Wherever the string "changed" appears in the entries below, return the line that holds it.

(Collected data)
↓↓↓
PR #447, opened 2019-03-27
codeView: Monitor changes on hack-data file

danigm:
https://phabricator.endlessm.com/T26045

### DIFF
--- a/js/ui/codeView.js
+++ b/js/ui/codeView.js
@@ -81,6 +81,7 @@ function _getToolboxTarget(win) {
 const _ensureHackDataFile = (function () {
     let keyfile = new GLib.KeyFile();
     let initialized = false;
+    let monitors = [];
 
     const flatpakInstallationPaths = [
         GLib.build_filenamev([GLib.get_home_dir(), '.local/share/flatpak']),
@@ -94,6 +95,25 @@ const _ensureHackDataFile = (function () {
     return function() {
         if (initialized)
             return keyfile;
+
+        // Only create file monitors the first time
+        if (monitors.length === 0) {
+            for (let path of searchPaths) {
+                path = GLib.build_filenamev([path, 'hack-data.ini']);
+                const file = Gio.file_new_for_path(path);
+                const monitor = file.monitor_file(Gio.FileMonitorFlags.NONE, null);
+                monitor.connect('changed', (_monitor, _file, _otherfile, ev, _data) => {
+                    if (ev === Gio.FileMonitorEvent.CHANGES_DONE_HINT) {
+                        // forces the keyfile reload the next time the function is called
+                        keyfile = new GLib.KeyFile();
+                        initialized = false;
+                    }
+                });
+                // we keep a reference to the monitor object to avoid destroy and
+                // signal disconnection
+                monitors.push(monitor);
+            }
+        }
 
         try {
             keyfile.load_from_dirs('hack-data.ini', searchPaths,


js/ui/codeView.js
```diff
@@ -96,8 +98,16 @@ const _ensureHackDataFile = (function () {
             return keyfile;
 
         try {
-            keyfile.load_from_dirs('hack-data.ini', searchPaths,
+            const [, path] = keyfile.load_from_dirs('hack-data.ini', searchPaths,
                 GLib.KeyFileFlags.NONE);
+            monitorFile = Gio.file_new_for_path(path);
+            monitor = monitorFile.monitor_file(Gio.FileMonitorFlags.NONE, null);
+            monitor.connect('changed', (_monitor, _file, _otherfile, ev, _data) => {
```
pwithnall: Shouldn’t this signal handler be disconnected at some point?

js/ui/codeView.js
```diff
@@ -96,8 +98,16 @@ const _ensureHackDataFile = (function () {
             return keyfile;
 
         try {
-            keyfile.load_from_dirs('hack-data.ini', searchPaths,
+            const [, path] = keyfile.load_from_dirs('hack-data.ini', searchPaths,
```
pwithnall: Technically you need to monitor all the paths in `searchPaths`, otherwise the config could originally be loaded from a directory low down in the priority order, then overridden by one in a different (higher priority) directory.

js/ui/codeView.js
```diff
@@ -96,8 +98,16 @@ const _ensureHackDataFile = (function () {
...
                 GLib.KeyFileFlags.NONE);
+            monitorFile = Gio.file_new_for_path(path);
+            monitor = monitorFile.monitor_file(Gio.FileMonitorFlags.NONE, null);
```
pwithnall: If the config file is ever going to be modified from an OSTree commit, you might also want `Gio.FileMonitorFlags.WATCH_HARD_LINKS`, I suspect?

js/ui/codeView.js
danigm: This will exists until the end of the gnome shell, has the same scope as the keyfile

js/ui/codeView.js
danigm: We're not reloading the keyfile, this path is calculated the first time, so if we monitor all the paths we should recalculate this path on every change.

That will be a bit harder to implement. In that case maybe it's easier to monitor all files and when something changes set the keyfile to null and disconnect all monitors so the next time it's requested it'll be calculated.

js/ui/codeView.js
danigm: done

wjt:
@danigm since @GeorgesStavracas has force-pushed to master, please rebase this branch.

js/ui/codeView.js
```diff
@@ -96,8 +98,16 @@ const _ensureHackDataFile = (function () {
             return keyfile;
 
         try {
-            keyfile.load_from_dirs('hack-data.ini', searchPaths,
+            const [, path] = keyfile.load_from_dirs('hack-data.ini', searchPaths,
                 GLib.KeyFileFlags.NONE);
+            monitorFile = Gio.file_new_for_path(path);
+            monitor = monitorFile.monitor_file(Gio.FileMonitorFlags.WATCH_HARD_LINKS, null);
```
wjt: Have you tested that this actually works when you update the Flatpak? The full path you are monitoring is:

```
/var/lib/flatpak/app/com.endlessm.HackComponents/current/active/files/share/hack-components/hack-data.ini
                                                 ^^^^^^^ ^^^^^^
```

This file will never be overwritten in place, nor replaced in the same directory. The components indicated with `^^^` are symbolic links. When a new version of the app is installed, a new deployment is created and the symbolic link(s) updated.

Does GFileMonitor monitor all parent directories of a file?

danigm: Yes, I've tested downgrading the flatpak app, launching the lightspeed and upgrading the HackComponents again and the change is detected, after the update I see the FtH button in the lightspeed app. The monitor is detecting this particular change in the file.

danigm:
Okay, I've removed the flag because it crashes the shell. The current patch is working with the default update flow.

js/ui/codeView.js
danigm: I've changed the code to monitor all files.

wjt:
I stand corrected. I tested `gio monitor -f /var/lib/flatpak/app/com.endlessm.HackComponents/current/active/files/share/hack-components/hack-data.ini` + `flatpak update com.endlessm.HackComponents`, and it does notice the file being deleted, created, then "changes done".

I think what I was missing from my test is that, after swapping the symlinks, Flatpak deletes the old deployment (because the app is not running). What seems to be happening is that [when a watched file is deleted](https://gitlab.gnome.org/GNOME/glib/blob/master/gio/inotify/inotify-path.c#L568), GLib adds it to a list of "missing" files that gets [polled for existence every 4 seconds](https://gitlab.gnome.org/GNOME/glib/blob/master/gio/inotify/inotify-missing.c). So this works only because HackComponents is not actually an app, so Flatpak never keeps the old deployment around. Tricky! If I delete the old symlink target in my isolated test case, the JS code notices the delete immediately, the create a few seconds later, and then changes_done as hoped for.

js/ui/codeView.js
wjt: See below. Both parts have been resolved.

js/ui/codeView.js
```diff
@@ -95,6 +96,24 @@ const _ensureHackDataFile = (function () {
...
+        for (let path of searchPaths) {
+            path = GLib.build_filenamev([path, 'hack-data.ini']);
+            const file = Gio.file_new_for_path(path);
+            const monitor = file.monitor_file(Gio.FileMonitorFlags.NONE, null);
+            monitor.connect('changed', (_monitor, _file, _otherfile, ev, _data) => {
+                if (ev === Gio.FileMonitorEvent.CHANGES_DONE_HINT) {
+                    // forces the keyfile reload the next time the function is called
+                    keyfile = new GLib.KeyFile();
+                    initialized = false;
+                    // disconnects all the previous monitors
```
wjt: a. does it?
b. why is this desirable? Surely at the next call to the surrounding function, exactly the same set of monitors will be set up?

danigm: Yes, you're right, we don't need to destroy/create again. I've updated the PR to create the monitors only the first time.

js/ui/codeView.js
wjt: We discussed this a bit on the desktop daily. I agree it is good practice to disconnect signal handlers, even if they will last for the lifetime of an application. However, in this case we'll probably be okay: the callback just assigns to some variables in its closure, and we assume that gjs will keep that closure alive until process termination. I guess we'll find out the hard way if we're wrong.

js/ui/codeView.js
```diff
@@ -95,6 +96,25 @@ const _ensureHackDataFile = (function () {
         if (initialized)
             return keyfile;
 
+        // Only create file monitors the first time
+        if (monitors.length === 0) {
```
wjt: Rather than checking this, you can just move this block up to just before `return function() {`.

danigm: We can't, if we do that, the monitors variable doesn't have any reference and all monitors are destroyed. I tried and it takes me a while to understand why it was not working.

If we want to do that outside we need to move the monitors variable to the global scope

wjt: This seems really fragile: is it actually guaranteed that variables in the outer function scope which are not referenced from the inner function stay alive?

wjt: But, OK.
↑↑↑
- _THE ANSWER_:
+                monitor.connect('changed', (_monitor, _file, _otherfile, ev, _data) => {
+            monitor.connect('changed', (_monitor, _file, _otherfile, ev, _data) => {
danigm: I've changed the code to monitor all files.
+            monitor.connect('changed', (_monitor, _file, _otherfile, ev, _data) => {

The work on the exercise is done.